When you’re looking for a new mortgage many lenders evaluate your credit based on the "Three C's."

Credit
Is it likely that you will repay the loan? Are your payments on time and up-to-date? Are you financially stable and reliable?

Capacity
Are you able to pay the loan? What kind of outstanding personal debt do you have? Do you have enough earning power and net worth to repay a mortgage or home equity line of credit?

Collateral
Do you own something of value that can be promised to the lender if you don't repay the loan? If you have less than perfect credit, collateral may assist your loan request.

There are a few more factors mortgage lenders look into when evaluating your capability of obtaining a loan. To confirm your responsibility and stability they may examine:

  • Your monthly income
  • Occupation and length of time with employer (two or more years is ideal)
  • Homeownership status and history
  • How often you move or have moved; patterns of behavior and the timing of that behavior
And there are other examples such as, if you had a charge-off (when the creditor sells your debt to a collection agency) in your credit file from several years ago and you've been able to maintain your credit over the years, you will be judged differently from someone who recently had a charge-off.

But whatever the case, it's imperative to get off on the right foot when rebuilding your credit.. It is important to establish good credit behavior as early as you can in order to build a solid credit reputation.
 
Essentially, credit bureaus will look for five main characteristics when determining how high your credit score will be.

In descending order, they are:
  1. Past delinquency.

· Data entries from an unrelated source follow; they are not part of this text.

PR #1060, opened 2024-07-17
add `Aggregate MG Test Results` job to MG CI 

plebhash:
Github only allows branch protection rules based on specific CI jobs. So we are adding a new job that just takes all the other MG test jobs as a prerequisite, so we can use this as an umbrella rule for branch protection.

when some MG test fails:
image

when all MG tests pass:
image


GitGab19 (approved):

plebhash:
it turns out this PR was not enough

a failing MG Test job only resulted in skipping the `mg-aggregate-results` job, which we wanted to use for branch protection

so this PR was followed by #1064, which finally achieved the desired goal

Issue #1065, opened 2024-07-17
remove `JobDistributionProtocol` from `common_messages_sv2 `


plebhash:
during the [review process](https://github.com/stratum-mining/stratum/pull/1035/files#r1677822834) of #1035 we identified that `common_messages_sv2` crate has some references to `JobDistributionProtocol`, which is just some legacy terminology that we forgot to remove after some spec changes

if we check [stratumprotocol.org/specification](https://stratumprotocol.org/specification/) we'll only find 3 subprotocols:

- Mining
- Job Declaration
- Template Distribution

but the `Protocol` enum declaration includes 4 different subprotocols:
https://github.com/stratum-mining/stratum/blob/7841021e3f20280c62af119de5de58f421c6e428/protocols/v2/subprotocols/common-messages/src/setup_connection.rs#L293-L298

all references to `JobDistributionProtocol` should be cleaned up

Shourya742:
@plebhash, can I take this on? This will help me understand the APIs in the protocol, which might be useful during future refactoring.

PR #1072, opened 2024-07-25
Remove job distribution protocol

Shourya742:
Closes: #1065


scripts/build_header.sh
```diff
@@ -1,9 +1,8 @@
 #! /bin/sh
-
 cargo install --version 0.20.0 cbindgen
 
-rm -f ./scripts/sv2.h
-touch ./scripts/sv2.h
+rm -f ./sv2.h
+touch ./sv2.h
```
GitGab19, line 5: Why is this change needed?

Shourya742: We're calling this script from `sv2-header-check.sh`, which changes the PWD to the scripts directory before invoking `build_header.sh`. The buildr_header shell script point to the scripts folder, but since it was already inside the scripts directory, the removal and creation commands couldn't locate the correct path. As a result, it couldn't create the `sv2.h` file at the desired location and instead appended the `cbindgen` output to the older version of `sv2.h`. This caused the hash test to fail.

GitGab19 (approved):

plebhash:
rebasing so we can merge

Issue #1051, opened 2024-07-15
Dig github CI benches execution and fix false alarms


GitGab19:
As requested [here](https://github.com/stratum-mining/stratum/pull/983#issuecomment-2199915659), I need to dig the current execution of the benches in github CI, fixing all the false alarms we are getting in every PR we opened again `dev` branch.

PR #1074, opened 2024-07-26
ignore `test_diff_management`

### LINKED ISSUE #988: Fix flaky test `downstream_sv1::diff_management::test::test_diff_management`

plebhash:
after some failed attempts on #995, this PR disables the `test_diff_management` unit test as a temporary fix to #988

we should not close #988 until a more sustainable fix is found for the long term

we should also be extra careful when modifying `roles/translator/src/lib/downstream_sv1/diff_management.rs`

### DIFF
--- a/roles/translator/src/lib/downstream_sv1/diff_management.rs
+++ b/roles/translator/src/lib/downstream_sv1/diff_management.rs
@@ -317,6 +317,7 @@ mod test {
 
     use crate::downstream_sv1::Downstream;
 
+    #[ignore] // as described in issue #988
     #[test]
     fn test_diff_management() {
         let expected_shares_per_minute = 1000.0;


Fi3:
Have you tried the values suggested here https://github.com/stratum-mining/stratum/issues/988#issuecomment-2250316209 ?

plebhash:
> Have you tried the values suggested here [#988 (comment)](https://github.com/stratum-mining/stratum/issues/988#issuecomment-2250316209) ?

I did some investigation, which is described here: https://github.com/stratum-mining/stratum/pull/995#issuecomment-2209602801

my findings were:
> - `measure_hashrate(X)`: no significant differences by either increasing or decreasing it (1s might seem better, but if this was significant, 30s would be significantly worse, which is not the case, so we just attribute that to luck and conclude this parameter is not important)
> - `z_score_99`: decreasing to 95% it made it significantly worse (which actually proves my previous suggestion was wrong), while increasing even further above 99.9999...% made no significant difference
> - `total_run_time`: increasing to 30s made the errors go away, while decreasing to 1s made it significantly worse, indicating this parameter is sensitive and increasing it seems to be the final solution to our problem

it seems your https://github.com/stratum-mining/stratum/issues/988#issuecomment-2250316209 suggests 40s, but only empirically tested on your machine

in summary, bigger values for `total_run_time` seems to always improve things, so maybe we can overshoot to 60s and hope it will fix this once and for all https://github.com/stratum-mining/stratum/pull/1075

if we merge #1075 and have to re-open #988 again, then we should consider this PR, which completely disables `test_diff_management`

plebhash:
reverting this to draft status in favor of #1075

Fi3:
> > Have you tried the values suggested here [#988 (comment)](https://github.com/stratum-mining/stratum/issues/988#issuecomment-2250316209) ?
> 
> I did some investigation, which is described in detail here: [#995 (comment)](https://github.com/stratum-mining/stratum/pull/995#issuecomment-2209602801)
> 
> my findings were:
> 
> > * `measure_hashrate(X)`: no significant differences by either increasing or decreasing it (1s might seem better, but if this was significant, 30s would be significantly worse, which is not the case, so we just attribute that to luck and conclude this parameter is not important)
> > * `z_score_99`: decreasing to 95% it made it significantly worse (which actually proves my previous suggestion was wrong), while increasing even further above 99.9999...% made no significant difference
> > * `total_run_time`: increasing to 30s made the errors go away, while decreasing to 1s made it significantly worse, indicating this parameter is sensitive and increasing it seems to be the final solution to our problem
> 
> it seems your [#988 (comment)](https://github.com/stratum-mining/stratum/issues/988#issuecomment-2250316209) suggests `total_run_time = 40s`, but only empirically tested on your machine
> 
> in summary, bigger values for `total_run_time` seems to always improve things, so maybe we can overshoot to `60s` and hope it will fix this once and for all, which I'm now proposing via #1075
> 
> if we merge #1075 and have to re-open #988 again, then we should consider this PR, which completely disables `test_diff_management`

yep measure hashrate above 10s seems to not improve significantly anymore. Higher total run time seems to always improve 40s seems to be good enough 60 would be better, but is 20s more every time we  run the test

Fi3:
if we hit that only once in weeks I would leave it there as the advantage of having the test overtake the hassle of re run it very few time. Otherwise we can just remove it.

Fi3:
also why we have all those warnings in CI?

GitGab19:
> also why we have all those warnings in CI?

https://github.com/stratum-mining/stratum/issues/1051
I will fix them asap, but before doing it, I need to know exactly how our branch structure will be. So I will fix them once we defined it. For now I could disable (temporarily) benches from CI since they are generating only false alarms

GitGab19 (approved):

If you have failed to make payments in the past, lenders fear you will repeat that behavior based on your bad credit history.
  2. How your credit has been used. Have you maxed out or spent close to the limit on a credit card? If so, then you may be considered a greater risk than someone who is more conservative with his or her credit line. Do you pay off your bill every month or a keep a revolving balance?
  3. How long you’ve established your credit history. The scoring models can judge each individual separately. Credit reporting agencies may take into account the duration of a person’s credit history.
  4. Frequency of credit inquiries. It is recommended that you check your credit once a year to see if you have a good or bad credit rating. Creditors requesting reports several times in a short period may send a signal that you are applying for a lot of credit due to financial difficulties, or that you are taking on too much debt and overextending yourself.
  5. Your credit variety. It is best to have a mix of installment and revolving loans (e.g., auto, credit cards, retail, etc). On installment loans, a person borrows money once and makes fixed payments until the balance is gone, while revolving borrowers make regular payments, each of which frees up more money to access.
It is important to understand all the factors that determine if you have good or bad credit. It is never too early to begin building a good credit history and avoid bad credit inconveniences in the lending process.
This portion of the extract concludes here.